* _Supplied material_:
* * * * * * *

PR #8437, opened 2026-02-23
Fix SQL cell deps lost when duckdb fails to parse normalized SQL

### LINKED ISSUE #8436: SQL cell dependencies prevent auto-update upon widget state change
### Describe the bug

I found a small bug when trying to join two polars dataframes in a SQL cell, using a dropdown value as the join key, and an optional filter in one of the dataframes (see code example). When referencing `join_dropdown` in the join key, the cell seems to lose sight of the dependencies on `df1_filtered` and `df2`, which prevents the cell from auto-updating upon toggling the `filter` switch (this can be seen by the lack of `df1_filtered` and `df2` in the arguments of the marimo cell function). This dependency bug disappears if I hard-code the join key (see the final cell of the example). I wonder is this is some sort of SQL cell parsing bug?

### Will you submit a PR?

- [ ] Yes

### Environment

<details>

```
{
  "marimo": "0.20.2",
  "OS": "Darwin",
  "OS Version": "25.2.0",
  "Processor": "arm",
  "Python Version": "3.13.7",
  "Locale": "C/C",
  "Binaries": {
    "Browser": "145.0.7632.77",
    "Node": "v22.20.0",
    "uv": "0.8.15 (8473ecba1 2025-09-03)"
  },
  "Dependencies": {
    "click": "8.2.1",
    "docutils": "0.21.2",
    "itsdangerous": "2.2.0",
    "jedi": "0.19.2",
    "markdown": "3.8.2",
    "narwhals": "2.12.0",
    "packaging": "25.0",
    "psutil": "7.0.0",
    "pygments": "2.19.2",
    "pymdown-extensions": "10.16",
    "pyyaml": "6.0.2",
    "starlette": "0.47.1",
    "tomlkit": "0.13.3",
    "uvicorn": "0.35.0",
    "websockets": "15.0.1"
  },
  "Optional Dependencies": {
    "altair": "5.5.0",
    "anywidget": "0.9.18",
    "duckdb": "1.4.4",
    "ibis-framework": "11.0.0",
    "loro": "1.10.3",
    "mcp": "1.22.0",
    "nbformat": "5.10.4",
    "openai": "2.15.0",
    "pandas": "2.3.1",
    "polars": "1.31.0",
    "pyarrow": "20.0.0",
    "ruff": "0.12.2",
    "sqlglot": "27.0.0",
    "vegafusion": "2.0.3"
  },
  "Experimental Flags": {}
}
```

* * * * * * *

* _Task goal_:
Once you find the line with "### LINKED ISSUE" in the entries above, output it and each line after it up to and including the line with "### Describe the bug", and nothing else.

* _Written response_:
### LINKED ISSUE #8436: SQL cell dependencies prevent auto-update upon widget state change
### Describe the bug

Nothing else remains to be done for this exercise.